--- START ---
Issue #582, opened 2017-10-25
Bug: do not return _source when output_format != raw


Bento007:
### Expected behavior
When output_format != raw don't return the source field from Elasticsearch. This can fixed by add `"_source": false` to the query. Example:
```
{
    "_source": false,
    "query" : {
        "term" : { "user" : "kimchy" }
    }
}
```

This will require inspecting the query for "_source" if it is not present and output_format != raw then add `"_source": false`.

* Test user defined _source is used when defined and output_format is summary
--- END ---
What you will do ▸
Which lines in the data above contain "user"? Show each one.

Solved exercise ▸
        "term" : { "user" : "kimchy" }
* Test user defined _source is used when defined and output_format is summary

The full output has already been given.